XPT can lead to immunity or tolerance, with the specific outcome thought to be determined by the state of the DC, as discussed above. This too has the potential to be exploited for therapeutic benefit. Antigen formulations should be able to be developed with appropriate immunostimulatory components, such as DAMPs or PAMPs, which would result in more robust immunity. Antigen formulations might also be designed that would result in tolerance (220). If the latter was achieved, it could potentially be useful for preventing or treating autoimmune disease or transplantation rejection.

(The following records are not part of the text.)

PR #425, opened 2025-04-18
ci(NoTicket): Fix pre commit

ptiurin:
Pre-commit is using deprecated caching action and that action is no longer maintained. Instead a simple run command is used to run pre-commit checks.
Example [failure](https://github.com/firebolt-db/firebolt-python-sdk/actions/runs/14528967276/job/40783760962).


goprean (approved):
If you are here do you want to also upgrade checkout to v4 and setup-python action to v4 as I have see that you have done for go.

PR #430, opened 2025-05-08
Expose _get_async_query_info

ymaayan:
It seems that `_get_async_query_info` can be really helpful for getting all the information about a running async query given a provided token.
Right now, it is only supported to either cancel a query or check if it finished or succeeded.
Getting more information about it like the `query_id` or `error_message` (if query failed) is necessary for easy monitoring/debugging purposes.

### DIFF
--- a/src/firebolt/async_db/connection.py
+++ b/src/firebolt/async_db/connection.py
@@ -92,7 +92,7 @@ class Connection(BaseConnection):
         return c
 
     # Server-side async methods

Some existing therapeutics may inhibit XPT by affecting phagosomal proteolysis (221, 222). Moreover, since XPT may have some unique components that are not shared with the endogenous MHC I pathway or the MHC II pathway, it may be possible to develop other inhibitors that selectively block XPT. Such inhibitors could block sensitization of a host and conceivably be useful in some clinical situations, such as transplantation.

Conclusion

Over the past 25 years since the discovery of XPT, the field has learned much about this process, and yet there is still much that is unknown. We know that XPT plays key roles in the generation of immunity and potentially tolerance in many situations, but elucidating the full extent of its roles requires better in vivo models. Studies into the underlying mechanisms of this unique antigen presentation pathway have revealed fascinating cell biology, and yet we still don’t understand these processes fully, nor do we have a clear picture of the key XPT pathways in many situations. There is also potential to exploit this pathway for novel therapies that is as yet untapped. We should anticipate that new pieces of the puzzle will continue to be discovered and tools developed that will help us fill in the gaps in understanding and manipulating this interesting and important process.